Why Data Standards Matter in the Age of AI

By Dean Ritz & Kurt Cagle

One way to tame a mess, whether it is a child’s room, a woodshop or a swamp of data, is to have a place to put everything. Data standards do this for data. More importantly, they can do this for generative AI systems, allowing us human beings to address many of the legitimate concerns that have arisen since the widespread release of large language models (LLMs) and their host generative AI (Gen AI) systems like OpenAI ChatGPT, Microsoft Copilot™, and Google Bard™.

Data standards represent a contract as to the meaning of the data. Governments and nonprofit organizations have, for decades, produced data standards as part of streamlining the exchange of information across entities public, private, and governmental. In fact, every piece of computer software has some standard for the structure and meaning of data it operates upon, a standard that exists even if just within that single software program. There are great benefits to having a place for everything and everything in its place.

As we step into the era of advanced artificial intelligence, the question arises: do we still need data standards? With the advent of Gen AI, some have speculated that AI systems can make sense of virtually anything, rendering data standards and tagging of data in compliance reports obsolete. This alluring notion, however, does not hold true. In fact, the Age of AI makes data standards more critical than ever before.

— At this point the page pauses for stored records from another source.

PR #271020, opened 2025-10-12
Ai app modification

Jamestran1304:

### DIFF
--- a/setup-ai-app.bat
+++ b/setup-ai-app.bat
@@ -1,0 +1,86 @@
+@echo off
+echo VSCode AI App Setup Script
+echo ==========================
+
+echo.
+echo This script will help you set up the VSCode AI App.
+echo.
+
+echo Checking prerequisites...
+echo.
+
+REM Check if Node.js is installed
+node --version >nul 2>&1
+if %errorlevel% neq 0 (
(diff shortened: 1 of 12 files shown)


setup-ai-app.bat
```diff
@@ -0,0 +1,86 @@
+@echo off
```
salimuddin07, line 1: Script assumes it’s run from the correct directory (npm install etc.), but doesn’t check.
Script will stop if Visual Studio Build Tools are missing, but doesn’t attempt to auto-install or give direct next steps.

src/vs/workbench/contrib/aiApp/browser/browserComponent.ts
```diff
@@ -0,0 +1,184 @@
...
+
+	private createWebview(): HTMLElement {
+		const webview = append(this._container, $('.webview-container'));
+		webview.style.cssText = `
+			flex: 1;
+			display: flex;
+			flex-direction: column;
+			background: var(--vscode-editor-background);
+		`;
+
```
salimuddin07, line 85: The iframe may fail to load many websites due to CORS and X-Frame-Options restrictions. Your code doesn’t handle fallback gracefully.
The “Demo” button is referenced in docs but not implemented in code.

PR #271089, opened 2025-10-13
per-model rendering for thinking

justschen:
380-Latias


src/vs/workbench/contrib/chat/browser/chatContentParts/chatThinkingContentPart.ts
```diff
@@ -33,6 +34,34 @@ function extractTitleFromThinkingContent(content: string): string | undefined {
 	return headerMatch ? headerMatch[1].trim() : undefined;
 }
 
+function isResponseViewModel(item: ChatTreeItem): item is IChatResponseViewModel {
+	return typeof (item as IChatResponseViewModel).model !== 'undefined';
```
roblourens: See the common helper `isResponseVM`. But honestly I don't know why that isn't just an `instanceof`

src/vs/workbench/contrib/chat/browser/chatContentParts/chatThinkingContentPart.ts
```diff
@@ -33,6 +34,34 @@ function extractTitleFromThinkingContent(content: string): string | undefined {
...
+ * all others     => collapsed
+ */
+function resolvePerModelDefaultThinkingStyle(modelId: string | undefined): ThinkingDisplayMode {
+	if (!modelId) {
+		return ThinkingDisplayMode.Collapsed;
+	}
+	const id = modelId.toLowerCase();
+
+	// TODO @justschen: could have additional styles specific to gemini/codex besides collapased.
+	if (id.includes('gpt-5-codex') || id.includes('gemini')) {
```
roblourens: Instead of checking model IDs, I wonder would it make sense to do this based on the behavior/actual format of the response? So when you have any model returning thinking text in a certain format, then pick the right display style for that format.

The advantage would be that you don't have to hardcode a bunch of model IDs and maintain that list as new models come out.

And maybe sometimes some models act one way, sometimes they act another way, this would react to what they are doing for the prompt.

src/vs/workbench/contrib/chat/browser/chatContentParts/chatThinkingContentPart.ts
justschen: hmm copilot added it's own function LOL 👍🏻

src/vs/workbench/contrib/chat/browser/chatContentParts/chatThinkingContentPart.ts
justschen: when looking at the response, everything looks about the same tho i think.

ie, the different between gpt-5-codex and gpt-5 is that in gpt-5-codex, sometimes we only get a header summary, but sometimes we will get text too, but gpt-5 will give both.

with gemini, i'm only doing this because they aren't sending `done` tokens like we expected them too (google doesn't do this anyways), so the fixed scrolling type looks broken, while the lighter-weight collapse works fine

i feel like the differences in what we see in _just_ thinking tokens is pretty hard to differentiate ATP?

roblourens: > sometimes we only get a header summary, but sometimes we will get text too, but gpt-5 will give both.

Then do you just want to be distinguishing between having headers and not?

justschen: as of late, everything seems to have a header (formatted like `**header**\n\n` or `**header**`) 🥲

bpasero (dismissed):

src/vs/workbench/contrib/chat/browser/chatContentParts/chatThinkingContentPart.ts
roblourens: Sorry I meant having text after the header or not. Like is that the model-specific difference that you're trying to respond to?

justschen: that is one of the model specific things. the other thing is the issue where we aren't getting `done` from gemini.

cc @karthiknadig not sure when we think this might get fixed from CAPI and/or if we should just fix this ourselves from the extension side by adding in `done` when it goes from thinking -> text

karthiknadig: Adding the `done` ourselves when content goes from thinking -> text is an ok point in time solution.

bpasero:

src/vs/workbench/contrib/chat/browser/media/chat.css
```diff
@@ -30,6 +30,10 @@
 	display: none !important;
 }
 
+.interactive-list > .monaco-list > .monaco-scrollable-element > .monaco-list-rows > .monaco-list-row > .monaco-tl-row > .monaco-tl-indent {
+	display: none !important;
```
roblourens: Why do you need this now?

src/vs/workbench/contrib/chat/browser/chatListRenderer.ts
```diff
@@ -1183,27 +1206,40 @@ export class ChatListItemRenderer extends Disposable implements ITreeRenderer<Ch
...
-	// 	}
-
-	// 	return false;
-	// }
+	private shouldPinPart(part: IChatRendererContent, element?: IChatResponseViewModel): boolean {
+
+		if ((part.kind === 'toolInvocation' || part.kind === 'toolInvocationSerialized') && element) {
+			// Explicit set of tools that should be pinned when there has been thinking
+			const specialToolIds = new Set<string>([
+				'copilot_searchCodebase',
```
roblourens, line 1214: If we keep this kind of approach, we would want another way to identify the tools to group. A tool tag might be one. Think about MCP/extension tools too.

src/vs/workbench/contrib/chat/browser/chatListRenderer.ts
```diff
@@ -1018,6 +1028,19 @@ export class ChatListItemRenderer extends Disposable implements ITreeRenderer<Ch
 				contentIndex: contentIndex,
 				container: templateData.rowContainer,
 			};
+
+			// combine tool invocations into thinking part if needed. render the tool, but do not replace the working spinner with the new part's dom node since it is already inside the thinking part.
+			if (this._currentThinkingPart && (partToRender.kind === 'toolInvocation' || partToRender.kind === 'toolInvocationSerialized') && this.shouldCombineThinking(element) && this.shouldPinPart(partToRender, element)) {
+				const newPart = this.renderChatContentPart(partToRender, templateData, context);
```
roblourens, line 1034: I don't understand this, isn't it the same line `const newPart = this.renderChatContentPart(partToRender, templateData, context);` as below? How does it get rendered differently?

roblourens: I guess it's not removing/replacing the `alreadyRenderedPart.domNode` that I don't understand

src/vs/workbench/contrib/chat/browser/chatListRenderer.ts
sbatten: not for this PR, but I'm leaning more and more that if the tool doesn't require me to interact, pin it

sbatten (approved):

PR #271145, opened 2025-10-13
Switch to standard `findLastIndex`

mjbvz:
Doing this before also removing our impl of `findLast`


mjbvz:
Will follow up in December with a PR bumping the Monaco target too

PR #271219, opened 2025-10-13
Fix output for microsoft-authentication

mjbvz:
For #271167

All out of extensions normally target `out`. `dist` is for webpack


TylerLeonhardt (approved):
Looks fine, but I know the MSAL typings are weird... so hopefully this is fine with those

Issue #250648, opened 2025-06-04
Migration path for extensions relying on navigator for web environment detection


deepak1556:
Refs https://github.com/microsoft/vscode-docs/pull/8446/files

- [ ] Enable navigator object in global scope of desktop and remote extension host behind setting
- [ ] :runner: Capture telemetry for extensions usage and surface visible error https://github.com/microsoft/vscode/pull/250619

First, let's clarify some essential terms. Generative AI, or Gen AI, refers to AI systems capable of independently building knowledge models, even without human guidance. These models can encompass anything from recognizing a cat (or a tumor) in an image, to generating essays and even passing professional exams such as the bar exam.

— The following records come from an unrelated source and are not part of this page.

PR #271322, opened 2025-10-14
chat - properly apply height to last element in list

bpasero:
We update the `min-height` of the last response during `layout` call, but we fail to tell the list widget that the height changed.

With the fix, the last chat response will stay in view when resizing the window:

Recording 2025-10-14 at 16 19 06

//cc @benibenj as this concerns tree/list usage

### DIFF
--- a/src/vs/workbench/contrib/chat/browser/chatWidget.ts
+++ b/src/vs/workbench/contrib/chat/browser/chatWidget.ts
@@ -2600,6 +2600,7 @@ export class ChatWidget extends Disposable implements IChatWidget {
 
 	layout(height: number, width: number): void {
 		width = Math.min(width, 950);
+		const heightUpdated = this.bodyDimension && this.bodyDimension.height !== height;
 		this.bodyDimension = new dom.Dimension(width, height);
 
 		const layoutHeight = this._dynamicMessageLayoutData?.enabled ? this._dynamicMessageLayoutData.maxHeight : height;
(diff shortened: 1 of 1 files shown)


src/vs/workbench/contrib/chat/browser/chatWidget.ts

What sets Gen AI apart is its approach to knowledge representation. Instead of relying solely on explicit probabilities, it employs models of probabilities. This seemingly subtle difference is what empowers Gen AI to learn and adapt, and express what appears to us to be creativity. It's the LLM (Large Language Model) aspect of Gen AI, where "language" encompasses almost any form of input that can be fed into a computer. It’s also a paradigm shift in scale. Simply, the enormity of its data resources enables it to do things that are beyond the capabilities of any person. This is a world-changer. It’s no wonder that policymakers are actively working to understand how it works and the needs for federal policy regarding its use.

With such powerful capabilities, why, then, are data standards needed? The answer lies in the alignment problem of artificial intelligence. This problem revolves around ensuring that AI systems, particularly Gen AI, make decisions and behave in ways that align with human values and objectives. News stories about deep fake images and voices, massive scale customized misinformation, and biological weapon creation all generate significant, legitimate concerns. 

But even without ‘bad actors’ AI systems can diverge from desired behavior because they generate recommendations rather than retrieve data from a database. Aligning Gen AI with societal needs goes beyond providing better training data; it involves embedding data standards directly into AI models (in fact, the word “embeddings” is a technical term of art in Gen AI, meant to serve this purpose).

Here is a concrete example. Consider self-driving cars. We don't permit these vehicles to veer off course, ignore stop signs, or collide with pedestrians. We don't expect them to "learn" these basics through trial and error. Instead, data standards are embedded into Gen AI models consistent with relevant laws and practices. These standards declare the existence of stop signs, traffic signals, and pedestrians, along with specifications of their meanings and relationships. Applying data standards for cars can be done by embedding relevant data standards into the Gen AI models as they then learn how to operate vehicles in this conceptual space and, eventually, on the road with real cars, real traffic signals, and real pedestrians.

The importance of data standards has long played a role in many other regulatory activities, including financial markets. Regulators define practices and criteria, while bodies like the Financial Accounting Standards Board (FASB) and the Securities and Exchange Commission (SEC) define terms used to describe market activities. Data standards can play a vital role in aligning Gen AI with financial regulations, just as they do for self-driving cars.

In conclusion, data standards are not relics of the past, but rather indispensable tools for shaping the behavior of Gen AI. Data standards are essential for decision-makers, policymakers, and program administrators as federal AI policies are crafted and implemented in the months and years ahead.  

——————————-

Dean Ritz is a Senior Research Fellow at the DATA Foundation, a nonprofit organization whose mission is to improve government, business, and society through open data and evidence-informed public policy.

Kurt Cagle is the Editor In Chief of The Cagle Report, and a domain expert in the development of data standards for enterprise data management, knowledge graphs, and generative AI applications.

Microsoft Copilot is a trademark of Microsoft Corporation. Bard is a trademark of Google LLC.